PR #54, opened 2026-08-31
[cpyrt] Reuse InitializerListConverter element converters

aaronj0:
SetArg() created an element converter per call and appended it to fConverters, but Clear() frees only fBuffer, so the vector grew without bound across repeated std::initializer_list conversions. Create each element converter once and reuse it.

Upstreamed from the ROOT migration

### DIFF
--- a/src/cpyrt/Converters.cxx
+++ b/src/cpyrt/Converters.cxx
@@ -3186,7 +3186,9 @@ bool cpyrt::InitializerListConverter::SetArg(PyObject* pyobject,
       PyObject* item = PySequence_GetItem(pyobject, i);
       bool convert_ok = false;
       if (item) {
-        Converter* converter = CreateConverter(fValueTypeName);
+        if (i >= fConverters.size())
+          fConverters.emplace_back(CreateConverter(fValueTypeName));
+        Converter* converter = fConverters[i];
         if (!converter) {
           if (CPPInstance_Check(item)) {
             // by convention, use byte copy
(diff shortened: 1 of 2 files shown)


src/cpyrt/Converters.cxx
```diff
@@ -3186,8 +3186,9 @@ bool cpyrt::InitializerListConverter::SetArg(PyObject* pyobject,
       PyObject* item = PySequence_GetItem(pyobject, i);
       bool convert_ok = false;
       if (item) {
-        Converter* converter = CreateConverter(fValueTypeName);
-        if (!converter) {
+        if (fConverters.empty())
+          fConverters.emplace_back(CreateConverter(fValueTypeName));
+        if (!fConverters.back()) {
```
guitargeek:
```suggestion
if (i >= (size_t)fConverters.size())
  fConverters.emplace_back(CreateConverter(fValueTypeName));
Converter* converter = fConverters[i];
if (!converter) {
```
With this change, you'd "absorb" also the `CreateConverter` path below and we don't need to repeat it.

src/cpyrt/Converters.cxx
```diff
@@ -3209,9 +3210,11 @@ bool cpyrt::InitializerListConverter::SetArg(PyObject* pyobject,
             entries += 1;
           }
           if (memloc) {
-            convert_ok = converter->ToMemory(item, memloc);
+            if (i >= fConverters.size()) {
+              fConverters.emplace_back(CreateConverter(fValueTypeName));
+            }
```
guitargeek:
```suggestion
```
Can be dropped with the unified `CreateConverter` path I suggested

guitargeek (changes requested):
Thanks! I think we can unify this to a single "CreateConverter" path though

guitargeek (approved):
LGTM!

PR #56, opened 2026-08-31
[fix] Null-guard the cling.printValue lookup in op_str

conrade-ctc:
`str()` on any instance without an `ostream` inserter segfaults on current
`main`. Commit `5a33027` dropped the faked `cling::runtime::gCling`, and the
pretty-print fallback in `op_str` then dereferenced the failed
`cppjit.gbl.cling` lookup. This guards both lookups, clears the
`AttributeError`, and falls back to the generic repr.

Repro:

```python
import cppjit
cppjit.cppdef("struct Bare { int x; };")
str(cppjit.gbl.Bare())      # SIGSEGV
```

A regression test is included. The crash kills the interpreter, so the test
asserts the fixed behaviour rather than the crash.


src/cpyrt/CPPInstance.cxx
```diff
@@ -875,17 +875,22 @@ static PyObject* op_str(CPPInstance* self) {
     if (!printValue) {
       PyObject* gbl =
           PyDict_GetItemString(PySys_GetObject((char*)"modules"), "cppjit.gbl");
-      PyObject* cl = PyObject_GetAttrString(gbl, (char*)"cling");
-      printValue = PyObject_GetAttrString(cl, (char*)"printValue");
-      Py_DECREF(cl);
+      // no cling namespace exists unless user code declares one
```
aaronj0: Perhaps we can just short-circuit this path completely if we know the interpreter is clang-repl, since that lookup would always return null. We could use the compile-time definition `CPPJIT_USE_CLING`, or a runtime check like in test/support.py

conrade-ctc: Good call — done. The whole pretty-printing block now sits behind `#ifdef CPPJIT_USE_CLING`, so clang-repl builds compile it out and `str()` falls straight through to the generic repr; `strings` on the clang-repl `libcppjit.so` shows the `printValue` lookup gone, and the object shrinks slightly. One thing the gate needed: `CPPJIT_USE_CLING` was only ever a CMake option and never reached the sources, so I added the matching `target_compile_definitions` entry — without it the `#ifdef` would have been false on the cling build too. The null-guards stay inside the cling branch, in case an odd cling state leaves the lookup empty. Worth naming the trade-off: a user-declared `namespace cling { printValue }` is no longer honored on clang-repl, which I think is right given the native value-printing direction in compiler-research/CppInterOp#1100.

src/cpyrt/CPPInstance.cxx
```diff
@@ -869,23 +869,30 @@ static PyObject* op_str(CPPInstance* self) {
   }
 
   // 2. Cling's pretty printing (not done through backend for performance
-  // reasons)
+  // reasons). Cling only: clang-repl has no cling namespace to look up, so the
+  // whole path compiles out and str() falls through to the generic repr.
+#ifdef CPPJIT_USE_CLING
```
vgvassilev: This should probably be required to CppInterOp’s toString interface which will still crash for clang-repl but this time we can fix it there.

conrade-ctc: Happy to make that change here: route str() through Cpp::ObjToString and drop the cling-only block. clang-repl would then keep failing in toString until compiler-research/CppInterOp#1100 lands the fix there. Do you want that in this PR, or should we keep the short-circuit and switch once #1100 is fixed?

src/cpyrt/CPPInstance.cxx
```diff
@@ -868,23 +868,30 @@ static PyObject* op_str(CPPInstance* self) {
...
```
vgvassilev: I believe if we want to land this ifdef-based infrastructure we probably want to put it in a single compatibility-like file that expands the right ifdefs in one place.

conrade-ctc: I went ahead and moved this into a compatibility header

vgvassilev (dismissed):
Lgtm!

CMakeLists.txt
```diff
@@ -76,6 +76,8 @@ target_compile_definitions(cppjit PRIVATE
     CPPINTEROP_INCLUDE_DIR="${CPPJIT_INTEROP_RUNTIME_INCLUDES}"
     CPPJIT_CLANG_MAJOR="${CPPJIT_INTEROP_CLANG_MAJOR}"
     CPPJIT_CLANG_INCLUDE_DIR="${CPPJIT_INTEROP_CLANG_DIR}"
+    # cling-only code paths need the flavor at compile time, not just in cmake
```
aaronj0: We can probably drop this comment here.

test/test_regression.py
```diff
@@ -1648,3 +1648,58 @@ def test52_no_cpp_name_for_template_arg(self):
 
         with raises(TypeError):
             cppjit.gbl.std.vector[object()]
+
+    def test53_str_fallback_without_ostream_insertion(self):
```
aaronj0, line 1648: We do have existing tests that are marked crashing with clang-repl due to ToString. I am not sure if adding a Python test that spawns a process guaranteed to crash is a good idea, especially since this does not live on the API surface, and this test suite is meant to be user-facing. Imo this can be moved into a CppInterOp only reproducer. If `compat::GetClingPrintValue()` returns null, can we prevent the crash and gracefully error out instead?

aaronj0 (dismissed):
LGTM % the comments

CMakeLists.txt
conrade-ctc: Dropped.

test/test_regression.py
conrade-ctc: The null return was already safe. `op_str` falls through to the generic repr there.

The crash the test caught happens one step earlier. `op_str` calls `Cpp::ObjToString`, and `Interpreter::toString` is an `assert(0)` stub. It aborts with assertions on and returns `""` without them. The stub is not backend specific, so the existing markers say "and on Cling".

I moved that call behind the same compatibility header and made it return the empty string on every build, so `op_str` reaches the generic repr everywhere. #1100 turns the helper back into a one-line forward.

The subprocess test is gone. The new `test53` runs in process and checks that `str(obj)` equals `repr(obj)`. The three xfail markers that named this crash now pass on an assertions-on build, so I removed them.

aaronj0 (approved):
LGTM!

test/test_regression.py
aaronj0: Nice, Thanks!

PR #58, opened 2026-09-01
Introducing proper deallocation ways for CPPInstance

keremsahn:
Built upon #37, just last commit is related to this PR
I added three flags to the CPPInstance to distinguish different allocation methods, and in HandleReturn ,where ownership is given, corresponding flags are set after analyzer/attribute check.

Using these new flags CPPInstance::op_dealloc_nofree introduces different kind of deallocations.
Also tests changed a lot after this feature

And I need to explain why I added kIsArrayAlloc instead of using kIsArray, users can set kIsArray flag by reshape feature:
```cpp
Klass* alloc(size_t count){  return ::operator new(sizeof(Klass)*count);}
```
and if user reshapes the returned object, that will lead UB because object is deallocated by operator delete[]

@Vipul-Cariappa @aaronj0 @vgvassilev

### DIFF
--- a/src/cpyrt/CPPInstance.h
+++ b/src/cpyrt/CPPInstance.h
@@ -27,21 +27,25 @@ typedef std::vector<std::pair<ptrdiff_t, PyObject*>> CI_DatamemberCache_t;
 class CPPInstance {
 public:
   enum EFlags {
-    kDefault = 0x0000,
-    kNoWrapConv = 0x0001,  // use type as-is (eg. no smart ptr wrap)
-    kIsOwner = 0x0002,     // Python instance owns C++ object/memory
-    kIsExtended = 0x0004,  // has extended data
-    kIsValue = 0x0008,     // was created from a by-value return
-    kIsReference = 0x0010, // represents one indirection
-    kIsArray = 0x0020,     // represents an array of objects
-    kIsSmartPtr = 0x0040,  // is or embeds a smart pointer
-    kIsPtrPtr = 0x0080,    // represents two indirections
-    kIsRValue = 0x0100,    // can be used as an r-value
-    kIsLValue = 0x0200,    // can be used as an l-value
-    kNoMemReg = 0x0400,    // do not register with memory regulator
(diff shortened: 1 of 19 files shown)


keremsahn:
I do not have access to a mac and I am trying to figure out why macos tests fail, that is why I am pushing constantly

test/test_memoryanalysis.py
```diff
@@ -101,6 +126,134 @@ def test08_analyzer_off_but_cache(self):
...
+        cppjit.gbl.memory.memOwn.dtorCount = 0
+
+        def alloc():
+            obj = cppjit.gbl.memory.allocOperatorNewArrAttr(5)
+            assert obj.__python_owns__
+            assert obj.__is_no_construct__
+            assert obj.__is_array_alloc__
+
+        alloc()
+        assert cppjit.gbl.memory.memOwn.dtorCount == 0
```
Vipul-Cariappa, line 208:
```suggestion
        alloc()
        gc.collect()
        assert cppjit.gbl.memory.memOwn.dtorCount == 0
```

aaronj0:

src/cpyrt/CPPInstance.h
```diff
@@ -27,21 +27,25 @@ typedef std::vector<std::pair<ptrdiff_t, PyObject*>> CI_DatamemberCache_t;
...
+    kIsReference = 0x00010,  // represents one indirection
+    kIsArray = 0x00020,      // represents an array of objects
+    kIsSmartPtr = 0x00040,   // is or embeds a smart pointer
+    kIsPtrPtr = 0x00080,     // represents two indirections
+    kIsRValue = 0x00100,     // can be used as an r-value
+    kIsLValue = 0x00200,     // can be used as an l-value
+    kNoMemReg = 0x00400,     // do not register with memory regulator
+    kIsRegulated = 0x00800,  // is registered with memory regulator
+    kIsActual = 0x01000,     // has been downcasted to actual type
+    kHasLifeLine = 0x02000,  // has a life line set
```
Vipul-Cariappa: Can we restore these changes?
----
= WORK ITEM =
On how many lines above does the word "process" appear? Answer with that figure only.

= ANSWER BOX =
2